### [WHAT THE TASK REQUIRES]
In the records below, find the line that contains "-29,28 +29,21 @@" and the line that contains "-so that secrets", then retype exactly those two lines and every line between them.

BEGIN RECORD EXCERPTS

PR #12655, opened 2021-09-27
Documentation update: Added tuner parameters to the Sensitive information section

taoism4504:
This request was based on [Asana](https://app.asana.com/0/inbox/1200328878163177/1201034068213937/1201041323679728). 

Updated **Audit Devices > Sensitive Information** section by adding the tuner parameters from the Secrets tune documentation.

:mag: [Deploy Preview](https://vault-jenqjatmn-hashicorp.vercel.app/docs/audit#sensitive-information)

### DIFF
--- a/website/content/docs/audit/index.mdx
+++ b/website/content/docs/audit/index.mdx
@@ -29,28 +29,21 @@ The audit logs contain the full request and response objects for every
 interaction with Vault. The request and response can be matched utilizing a
 unique identifier assigned to each request.
 
-With a few specific exceptions, all strings (including authentication tokens and lease information) contained within requests and
-responses are hashed with a salt using HMAC-SHA256. The purpose of the hash is
-so that secrets aren't in plaintext within your audit logs. However, you're
-still able to check the value of secrets by generating HMACs yourself; this can
-be done with the audit device's hash function and salt by using the
-`/sys/audit-hash` API endpoint (see the documentation for more details).
+Most strings contained within requests and responses are hashed with a salt using HMAC-SHA256. The purpose of the hash is so that secrets aren't in plaintext within your audit logs. However, you're still able to check the value of secrets by generating HMACs yourself; this can be done with the audit device's hash function and salt by using the `/sys/audit-hash` API endpoint (see the documentation for more details).
 
 Note that currently only strings coming from JSON or being returned in JSON are
 HMAC'd. Other data types, like integers, booleans, and so on, are passed
 through in plaintext.
 
-### Optional audit log flags
+Vault makes some exceptions, such as auth and secrets, and users can enable additional exceptions using the [secrets enable](https://www.vaultproject.io/docs/commands/secrets/enable) command, and then tune it afterward.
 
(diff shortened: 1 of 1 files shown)


website/content/docs/audit/index.mdx
```diff
@@ -40,6 +40,18 @@ Note that currently only strings coming from JSON or being returned in JSON are
 HMAC'd. Other data types, like integers, booleans, and so on, are passed
 through in plaintext.
 
+### Optional audit log flags
```
ncabatoff, line 43: These options do not apply to audit devices, but instead to secrets engines and auth methods, and are documented in the relevant commands.  It makes sense to alert the reader about the existence of these options, but they don't make sense in isolation, without the commands to which they apply.  How about linking to the auth_tune, auth_enable, secrets_tune, and secrets_enable pages where we document the options?

taoism4504: Thanks for the feedback, Nick. After discussing with Andrew and taking your feedback into account, the following changes have been made. Please re-review, and let me know if you have additional feedback.

apg (approved):
This covers the changes that I wanted to see incorporated (the tunability of it). Thanks!

website/content/docs/audit/index.mdx
```diff
@@ -29,17 +29,22 @@ The audit logs contain the full request and response objects for every
...
-still able to check the value of secrets by generating HMACs yourself; this can
-be done with the audit device's hash function and salt by using the
-`/sys/audit-hash` API endpoint (see the documentation for more details).
+Most strings contained within requests and responses are hashed with a salt using HMAC-SHA256. The purpose of the hash is so that secrets aren't in plaintext within your audit logs. However, you're still able to check the value of secrets by generating HMACs yourself; this can be done with the audit device's hash function and salt by using the `/sys/audit-hash` API endpoint (see the documentation for more details).
 
 Note that currently only strings coming from JSON or being returned in JSON are
 HMAC'd. Other data types, like integers, booleans, and so on, are passed
 through in plaintext.
 
+While most strings are hashed, Vault does make some exceptions, such as auth and secrets, and users can enable additional exceptions using the [secrets enable](https://www.vaultproject.io/docs/commands/secrets/enable) command, and then tune it afterward.
```
ncabatoff, line 38: Don't we usually use relative links?  I would think Vercel previews wouldn't work correctly otherwise.

ncabatoff (approved):

website/content/docs/audit/index.mdx
taoism4504: I've seen cases where the docs use both direct and relative links but I went ahead and changed all the links to relative. BTW, I checked Vercel preview and it actually does work with direct links as well, just fyi.

ncabatoff: It "works" but it doesn't link to the preview data.  Let's say you moved a page in your changes to a new place.  The link would work because it refers to vaultproject.io, but if we deployed the changes, the link would be broken, because of the move.  This would be discoverable in the preview with a relative link, that points to the preview itself.

taoism4504: Good to know, thanks!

END RECORD EXCERPTS

### [ANSWER SECTION]
@@ -29,28 +29,21 @@ The audit logs contain the full request and response objects for every
 interaction with Vault. The request and response can be matched utilizing a
 unique identifier assigned to each request.
 
-With a few specific exceptions, all strings (including authentication tokens and lease information) contained within requests and
-responses are hashed with a salt using HMAC-SHA256. The purpose of the hash is
-so that secrets aren't in plaintext within your audit logs. However, you're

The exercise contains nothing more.